Сегодня он казался больше сутулым, чем обычно, сидел нахохлившись за огромным — в маленькой комнате — старорежимным столом с толстенными резными ногами. Он слушал наш рассказ, кивал головой, усмехнулся анекдоту, но почему-то не только не оживился, а опечалился. Задумчиво уставился в окно, помолчал. За дверью частила машинка Надежды Андреевны. Хорошо частила, ритмично, без нервных срывов…
— Что любопытно — поэт всегда поэт… Скажем, заметили это: «неровной» — «нервной»? Только поэтам так слышится слово! Чувствуют его музыкальную микроструктуру, так сказать… Вот вы писатели, ну, будущие писатели, — анекдот, «дежурство по анекдоту», звонки: «Записывайте! Только что выдал!..» Ведь пошло это все! Разве вы не понимаете, что за этим большая драма… Поэт пьет, выдумывает анекдоты… Он привык уже к тому и другому, как к роли. А ведь на душе, заверяю вас, у него тоска! Посудите сами: состарился, его почти не печатают сейчас, в моде поэты-фронтовики. Так как он сам был в моде в качестве поэта-фронтовика в далеких двадцатых. Да и дома вряд ли ему уютно — иначе не стоял бы постоем в этом кафе. Что ни говори, из поэтов редко выходят образцовые супруги и отцы семейств… Как всякий человек, и даже больше всех, поэт создан для счастья. Но ведь мера для счастья какова! И вот меньше всего он находит его в супружестве… У Багрицкого, помните, «От черного хлеба и верной жены мы бледною немочью заражены». Подтекст тут немалый, заверяю вас! Так что под вершинкой факта умейте чувствовать айсберг подводный: всю судьбу. С древа жизни снять писательский плод — и труд, и талант, и ум нужны! Художественность — некая алгебра для всей арифметической множественности жизни. Множественность заменена многозначностью. Но меняются не только масштабы — меняется и качество! Жизненность литературы — всегда и житейское, но житейское редко становится литературой. Нужен труд художника!

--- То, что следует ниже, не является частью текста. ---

PR #2772, opened 2023-11-29
feat: Redirect Logged Out Users to Default Group, If It's Public

michael-genson:
## What type of PR is this?

_(REQUIRED)_

- feature

_(REQUIRED)_

This adds the default group slug to the app info route so we can use it to automatically redirect logged-out users to the default group's landing page. The route only returns the default group slug if the group exists, _and_ isn't private (that way the existence of a private group isn't exposed).

_(REQUIRED)_

Closes https://github.com/mealie-recipes/mealie/discussions/2751

## Testing

Added backend tests, tested the frontend manually.


hay-kot:
I'm skeptical that we need this if it can be accomplished with a reverse proxy. Would it instead make sense to add a guide to do this with the proxy? 

I'm willing to be convinced otherwise.

michael-genson:
The only reason I thought we might want to just make this a feature is that it makes single-group, fully-public instances more convenient, and make them feel like a groupless site (it just works). That, and I don't think it takes away from instances that do use groups (they already need to use the correct links, and could also just set the default group private to disable the redirect).

That said, I personally don't care either way, because I just use our group link (and have no issue with adding a reverse proxy if I change my mind). So I leave that up to you :)

nkringle:
> The only reason I thought we might want to just make this a feature is that it makes single-group, fully-public instances more convenient, and make them feel like a groupless site (it just works). That, and I don't think it takes away from instances that do use groups (they already need to use the correct links, and could also just set the default group private to disable the redirect).
> 
> That said, I personally don't care either way, because I just use our group link (and have no issue with adding a reverse proxy if I change my mind). So I leave that up to you :)

As the person who requested this feature (and has a 'good enough' implementation with my reverse proxy), I also don't care either way. I'd suggest that if it is left to a user to implement a reverse proxy, there be good documentation on a way to do that. It may also make sense to make it part of the migration guide from v0.5.

Kuchenpirat:
Do we want to implement this, or just direct users to the reverse-proxy method?

Either way, we should either close or merge this.

Norsagir:
Hi, I opened a discussion about this and Kuchenpirat redirected me to this PR.
I think this is a cool solution for the users who do not want to use a reverse proxy as their instance is offline and they dont not want to go through many configurations to get this working.
In my opinion, if this PR does not introduce bugs or security problems, it should be implemented in order to simplify the use case where Mealie is offline.

EDIT : By the way, how do you use reverse proxy to do that? I'm using Synology reverse proxy.

hay-kot (approved):

PR #2779, opened 2023-12-03
Link to GitHub registry instead of DockerHub in the docs

dmarcoux:
## What type of PR is this?

- documentation

When going to https://hub.docker.com/r/hkotel/mealie, we see this message:

> These images are no longer regularly updated. Please see the Github registry for the most up to date images.
>
> We plan to re-publish new images to docker-hub some time after a stable release is released.

I believe pointing users directly to the GitHub registry should be better.


Kuchenpirat:
Good catch 👍

Kuchenpirat (approved):

PR #2784, opened 2023-12-03
chore: restore latest tag

hay-kot:
## What type of PR is this?

_(REQUIRED)_

- chore

_(REQUIRED)_

Updates workflows to 

1. Publish latest tag
2. Publish to both ghcr and dockerhub

Ne because

1. Some systems don't allow you to pull images easily from other registries besides dockerhub
2. With the up-coming stable release, this will allow us to have a latest tag to recommend to users
4. People big mad about us not having a latest tag.

## Testing

I don't think there's really a way to test these without just pushing them to production :(

### DIFF
--- a/.github/workflows/partial-builder.yml
+++ b/.github/workflows/partial-builder.yml
@@ -4,6 +4,9 @@ on:
   workflow_call:
     inputs:
       tag:
+        required: true
+        type: string
+      tags:
         required: false
         type: string
     secrets:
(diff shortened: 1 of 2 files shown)


Kuchenpirat:
i see no problems with this, should we just go full steam ahead and open the flood gates? 🚀

michael-genson:
+1 to pushing and dealing with it later if it's a problem. I don't see a cleaner path forward

michael-genson (approved):

PR #2790, opened 2023-12-05
chore: remove GitHub Actions deprecated command

stumpylog:
## What type of PR is this?

_(REQUIRED)_

- cleanup

_(REQUIRED)_

GitHub has depracated usage of the `echo ::set-output` style commands.  See https://github.blog/changelog/2022-10-11-github-actions-deprecating-save-state-and-set-output-commands/.  Though they work for the moment, they should be updated to the new format.

While in these files, the action versions were generally behind, and were updated.  The "breaking" change is just requiring Node 20 to run, which does not affect those using a GitHub hosted runner.

_(REQUIRED)_

## Testing

Running the action is all that is required.


.github/workflows/partial-frontend.yml
```diff
@@ -9,20 +9,20 @@ jobs:
 
     steps:
       - name: Checkout 🛎
-        uses: actions/checkout@master
+        uses: actions/checkout@v4
 
       - name: Setup node env 🏗
-        uses: actions/setup-node@v3.7.0
```
stumpylog, line 15: I wasn't sure if there was a reason these version were locked more strictly.  I chose to follow that format, but they could be updated to be less restrictive (and require less work in the future)

boc-the-git (approved):
LGTM, thanks! I'd been meaning to do this myself but hadn't got to it yet.

.github/workflows/partial-frontend.yml
boc-the-git: @hay-kot I've approved the PR, but not yet merged; do you have any concerns with this change in particular, setup-node from 3.7.0->4.0.0?
[Relevant "releases" page](https://github.com/actions/setup-node/releases)

hay-kot: I usually just skim the release notes and push it to see if anything breaks.

PR #2793, opened 2023-12-06
feat: Implement security scans using CodeQL

boc-the-git:
## What type of PR is this?

- cleanup
- feature

Adds code security scanning, both in terms of regular scans against mealie-next, and on PRs.
For PRs, it doesn't reject them when they have the same issues as mealie-next, only new issues introduced on that PR.

Initially this is going to identify a number of issues (10 it looks like) that we'll need to progressively work through and either resolve or choose to ignore. We get our main benefit from this moving forward.

Note the initial CodeQL implementation is effectively the default supplied by github - I haven't tried to do anything custom/wacky.

None (that I know of).

## Testing

I initially merged the CodeQL change to my mealie-next and saw it identify 10 issues. I then made the change to scan PRs and threw in an intentionally "bad" commit to see that it failed the test and rejected the PR, as shown here:
image


michael-genson:
LGTM, though I wonder how it compares to Trivy

boc-the-git:
Good point @michael-genson, I was overlooking Trivy. I added this because GitHub doesn't consider us to have any security scanning on the repo (see the security tab)

I don't know if there's a minor modification to Trivy that could achieve that, or maybe GitHub don't consider it good enough, or something else. Factually which is better, I'm not qualified to say at this time (will do some reading).

boc-the-git:
So the key difference as I can see it, is CodeQL runs an analysis on the actual code base, where Trivy builds the container and then scans within the container.
Coming at it from two different angles.

hay-kot (approved):

PR #2803, opened 2023-12-08
fix: Prevent Creating Groups With No Name

### LINKED ISSUE #2800: [BUG] - Lack of Group Naming Validation
### First Check

Mealie allows users to create groups without assigning them a name. 

Once created it is not possible to move users into the group, because for user creation or moving into a new group the group name is required, but an empty string will not be accepted. 

### Steps to Reproduce

Via the Gui: 
- visit `/admin/manage/groups` page
- Click **Create** Button
- Click Create without doing anything

Via the API
- post a request to `/api/admin/groups` with the content `{ "name": "" }`
- get this response:
```
{
  "name": "",
  "id": "8944b068-71e6-40ed-9855-037621d76fd0",
  "slug": "",
  "categories": [],
  "webhooks": [],
  "users": [],
  "preferences": null
}
```

Just a 201

[12/08/23 09:30:39] INFO     127.0.0.1:0 - "POST /api/admin/groups HTTP/1.1" 201 

### Mealie Version

Issue can be reproduced in my dev container and the demo

### Deployment

Docker (Linux), Docker (Windows)

_No response_

michael-genson:
## What type of PR is this?

_(REQUIRED)_

- bug

_(REQUIRED)_

This makes it so groups can't have an empty name (i.e. `name == ""`). Prior to this PR an empty group name is disallowed in some places, but not at group creation time.

I also added a db fix to check if a group with no name already exists (and rename it if it does).

_(REQUIRED)_

Fixes #2800

Horses with no name are still allowed.

## Testing

I tested the db fix manually (disabled the validator, created a group with no name, restarted the db, observed the fix). I'm not sure why the frontend allows you to submit the form with an empty name (it's set as required) but at least now it won't work (which I also tested, just to be sure).


mealie/db/fixes/fix_group_with_no_name.py
```diff
@@ -0,0 +1,51 @@
...
+
+            counter = i + offset
+            try:
+                _do_fix(session, group, counter)
+                break
+            except IntegrityError:
+                session.rollback()
+                attempts += 1
+                offset += 1
+                continue
```
hay-kot, line 50: Instead of a integer offset, could we just use part of a UUID? That way it's sudo random and you have less chances of collision. 

Or we just use a UUID for the name. Either way I'm good with

mealie/schema/user/user.py
```diff
@@ -66,6 +66,14 @@ class GroupBase(MealieModel):
...
         orm_mode = True
 
+    @validator("name")
+    def not_null(cls, v: str):
+        v = v.strip()
+        if not v:
+            raise ValueError("name cannot be empty")
+
+        return v
+
```
hay-kot: Probably easier to do this with a constrained type

https://docs.pydantic.dev/1.10/usage/types/#constrained-types

tldr:

```python
class Model(BaseModel):
    upper_str: constr(to_upper=True)
    lower_str: constr(to_lower=True)
    short_str: constr(min_length=2, max_length=10)
    regex_str: constr(regex=r'^apple (pie|tart|sandwich)$')
    strip_str: constr(strip_whitespace=True)
```

hay-kot (changes requested):

mealie/db/fixes/fix_group_with_no_name.py
michael-genson: Oh duh, yeah I'll just use the id as the name, thanks!

mealie/schema/user/user.py
michael-genson: Huh, that's a nice feature, TIL

hay-kot (approved):

PR #2806, opened 2023-12-09
Fix: Add 'loading' message to settings page

boc-the-git:
## What type of PR is this?

- bug
- cleanup

Currently when loading the settings, there is just _nothing_ while waiting for the app info to load. The populates a `Loading...` message.

None.

## Notes for Reviewer

The git diff looks to make it fairly hard to compare the actual scope of the change, which was only a few lines. It could be easier to look at the old and new version side by side, or in a better comparison tool.

## Testing

Mealie Settings Loading

### DIFF
--- a/frontend/lang/messages/en-US.json
+++ b/frontend/lang/messages/en-US.json
@@ -114,6 +114,7 @@
     "json": "JSON",
     "keyword": "Keyword",
     "link-copied": "Link Copied",
+    "loading": "Loading",
     "loading-events": "Loading Events",
     "loading-recipe": "Loading recipe...",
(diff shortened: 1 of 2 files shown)


michael-genson:
A couple things:

- Can we add some y padding to bottom to center it in the card? It looks a little crunched.
- Alternatively you might want to use the `AppLoader` component which gives a nice animation. For example, on the global timeline page:
2023-12-09_09h05_55

`<AppLoader :loading="loading" :waiting-text="$tc('general.loading-events')" />`

boc-the-git:
Good suggestion, I've implemented the AppLoader.

michael-genson (approved):
LGTM!

PR #4891, opened 2025-01-13
docs: move faq into details / spoilers

Kuchenpirat:

This changes the layout of the faq section in the docs. 
We are adding more and more faqs which is good but the usability of the page is decreasing because of its length. This moves everything into expandable spoilers that contain just the question when not expanded. 

None, i am happy to discuss if it makes sense to do this. 

- Makes the page look quite repetitive, but i think it is easier to find the relevant questions. 
- we could also remove the toc to reduce redundant data. I kept it there to be able to get a link to a specific question (which is valuable at least to me). Happy to be overruled here as well. This is also the reason i kept the additional titles within the spoiler. 

## Testing

Manual.


ChipSkylark37:
I like this idea and was thinking it while working on some of the documentation that it was getting too long to scroll effectively. Even by use of spoiler tags, I think the organization could be tidied up with sections or sub-pages, or merging into the Features section.

What if we had different sub-pages for Features / FAQ? So those exist at a top level, and links to sub-pages that relate to the item in question (that could also have the spoiler tag).

Instead of just 'Here's the 2 steps to enable and turn on this feature' under the Features section is "Here are all the advanced features / usage of a Cookbook and examples" That blurs the line a bit more between documenting it under Features vs 'FAQs'. 

If something is so frequently asked, then why isn't it just in the normal 'Features' section? That doesn't apply to _everything_ but definitely some of whats being asked commonly should, I think, be in the normal features we want people to know about. 

I would love to document and detail some example scenarios (with pictures, etc) but that would make it unruly, which I think the spoiler tag is good for. But I think before that, rethinking where the data should go and if it should still be on a single page (Features / FAQ) makes sense.

ChipSkylark37:
A general "how to" section may also make sense as a breakout?

So we have:

Features: a list and short description of each

How-To: more in-depth about how to do certain things

FAQs: Questions people ask that don't necessarily go over features but could be things like "hey I'm having this weird issue with my setup that I installed onto Windows 10" and there's information that only the Docker method is supported, etc.

Kuchenpirat:
Yeah it's a first step of making that page more palatable.

michael-genson (dismissed):
Yeah I'm not big on how repetitive it looks but either way it's substantially better than how it is now so I don't really care

> I kept [the toc] there to be able to get a link to a specific question

Absolutely, I use that all the time. Plus clicking on it auto expands the collapsed section

Approved, will let you merge in case you want to change anything

ChipSkylark37:
At least from an organization standpoint it makes sense to me to break things out to something like this:

Pre-Install (Section / Header)
> General Install Info

> Install Methods
>> SQLlite
>> Postgres

Post-Install
> First Time Setup
>> Restore from Backup
>> Guided Walkthrough / Tutorial for common things to do

> Features

> How To
>> How to perform specific functions as it relates to feature 1
>> More In-Depth - Exploring Features, etc

> FAQS
>> Do I need an email Server?
>> How can I access Mealie outside of my house?

> Community / Outside Guides 
>> Things like third party website / videos for other NON-SUPPORTED / MAINTAINED articles?

Kuchenpirat:
Divided the docs up into to following general topics. I used h2 for the titles and moved the question title to h3. This will add bit of clutter to the toc. We could also just use large text if it is prefered. 

- Features and Functionality
  - How do I enable 'smart' ingredient handling?
  - How do I enable Nutritional Values?
  - What is fuzzy search and how do I use it?
  - How can I attach an image or video to a Recipe?
- Customization and Configuration
  - How can I change the theme?
  - How can I change the login session timeout?
  - Can I serve Mealie on a subpath?
  - How can I install Mealie without Docker?
- Account Management
  - How can I unlock my account?
  - How can I reset admin privileges for my account?
  - How can I change my password?
  - I can't log in with external auth. How can I change my authentication method?
- Collaboration and Privacy
  - How do private groups, households, and recipes work?
- Security and Maintenance
  - Can I use fail2ban with Mealie?
  - Is it safe to upgrade Mealie?
- Technical Considerations
  - Why an API?
  - Why a database?
- General Questions
  - Why is there no 'Keep Screen Alive' button when I access a recipe?

michael-genson (approved):
I like this _much_ better!

ChipSkylark37:
I see its now live - Awesome. I'll be reviewing to add in some things (like the most recently asked question of linking ingredients to steps). 

Nice work @Kuchenpirat !

PR #4907, opened 2025-01-17
feat: Show the current week instead of today + 7 days in meal planner

simon-zumbrunnen:

The meal planner currently shows the next 7 days. With this pull request I propose to change this behaviour so the default is a weekly overview similar to how calendars usually work. The default setting for the time range is changed so it starts at the most recent "start of the week" according to the settings.

If this pull request is accepted I plan to implement buttons to get to the previous / next week.

This does not directly fix any open issue but it is a step towards weekly shopping lists discussed in #1899.


boc-the-git (changes requested):
The concept sounds like it would be a significant regression on my own UX. So _if_ this is to become the default, I think you need to implement a lot of configurability.
It's uncommon to need to look at the history in the meal planner, and current functionality allows a user to set how many future days to include (I have it set to 12, FWIW).

DenuxPlays:
Just a small Note:

Wouldnt it be possible to let the user define their own schedule?

So in my case I plan from thursday to thursday.

Kuchenpirat:
The most flexible solution would probably to have a checkbox that can be enabled disabled that toggles a start day. 
This should enable a dropdown menu where the user can choose the day the week should start with. This would offer flexibility for half of the world where the start of the week is not monday.

simon-zumbrunnen:
@boc-the-git It is also uncommon to need to look at what meetings you had yesterday. But still every calendar app shows you the whole week. But yes, usually you have the option to see a single day, a week or a month. But yes, an option to choose whether to start at today or at the start of the week could make sense? Would this option make sense as a global setting or in this calendar dropdown?

@DenuxPlays This would already be possible by setting the start of the week to thursday. I don't know what other consequences this would bring though.

simon-zumbrunnen:
@Kuchenpirat Somehow your comment was not yet there when I wrote my text. There is already the option to configure what day is the start of the week. In my code I already take this into account (household.value?.preferences?.firstDayOfWeek).

Kuchenpirat:
Ah, yeah, I forgot about that option. 
Then it would be just a toggle to enable start with the first day of the week.

simon-zumbrunnen:
@boc-the-git What would you think about somthing like this:

Screenshot 2025-03-20 at 20 46 55

The default behaviour would stay the same, but instead of choosing "Today" you could also choose "Start of Week" or any other day of the week:

Screenshot 2025-03-20 at 20 47 11

michael-genson:

mecman92:
I don't personally have the expertise to contribute to this (but I hope to learn and contribute one day 😊). Also thank you so much to all that do contribute, am newish to mealie from Tandoor.

I want to share that this expanded meal plan UI would be enormously helpful!

I have to think that more than a minority of folks don't stick to the scheduled meal for the day. I like certainly many others make a meal plan for the week, shop for said meal plan, but then cook whatever meal during that week that sounds good on the day. Of course I could shuffle meals around from day to day but this is more effort to maintain. I am constantly adjusting the date in meal plan backwards to see recipes that are planned for the week but skipped because another recipe sounded better at the time. Not the end of the world obviously but naturally more flexibility for various ways to use meal plan would be a huge upgrade!

michael-genson:

Issue #4789, opened 2024-12-29
[BUG] - Cookbook using a Tag filter doesn't find all recipes with that tag


jwismar:
### First Check

- [X] This is not a feature request.
- [X] I added a very descriptive title to this issue (title field is above this).
- [X] I used the GitHub search to find a similar issue and didn't find it.
- [X] I searched the Mealie documentation, with the integrated search.
- [X] I already read the docs and didn't find an answer.
- [ ] This issue can be replicated on the demo site (https://demo.mealie.io/).

### What is the issue you are experiencing?

I have a couple hundred recipes in Mealie, including many cocktails. 34 of the the cocktails have the tag "Tiki" amongst other tags. I created a cookbook called "Tiki Cocktails" which should pull recipes that have "contains all of" the single tag "Tiki". Only 22 recipes get pulled into the cookbook.

I created a second cookbook called Tiki 2 using the same filter criteria, and it ends up containing the same 22 recipes.  I also attempted this using an "is one of" filter, and get the same results.

If I look at the main recipes page, and filter using tag "Tiki", all 34 recipes get displayed.

I was not able to replicate this behavior on the demo site, but my test recipes there are obviously much simpler and don't have multiple Tags amongst other confounding factors.

### Steps to Reproduce

Create a new cookbook. Select filter criteria for Tag called "Tiki". Save the cookbook. View the cookbook. Observe that only a subset of expected recipes are included.

### Please provide relevant logs

Docker log contains no error messages, just access logs. Relevant request looks like:
INFO     2024-12-29T12:42:24 - [10.111.1.5:54334] 200 OK "GET /api/recipes?page=1&perPage=64&orderBy=name&orderDirection=asc&cookbook=tiki-cocktails HTTP/1.1"

### Mealie Version

Docker image: ghcr.io/mealie-recipes/mealie:nightly
Build: [23a85f51d20b12ee93f7b25d312d70d18be0e92d](https://github.com/mealie-recipes/mealie/commit/23a85f51d20b12ee93f7b25d312d70d18be0e92d)

### Deployment

Unraid

fakethinkpad85:
Not sure but same bug might apply to Categories as well, having the same issue using categories. Guessing they use the same filter logic.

Литература — художественный образ для всего житейского! Поэтому — художник не может не быть личностью. Ведь что такое личность? Не индивидуальность, а именно личность? Индивидуальность — пока лишь отличие от всеобщего, а личность — лучшее из всех — в одном, в служении, в высших, потайных подчас, упованиях души! Чем плотнее и концентрированнее общественное, тем насущнее и труднее личностное… Личностное и художническое самосоздание — процесс одновременный… И все в труде!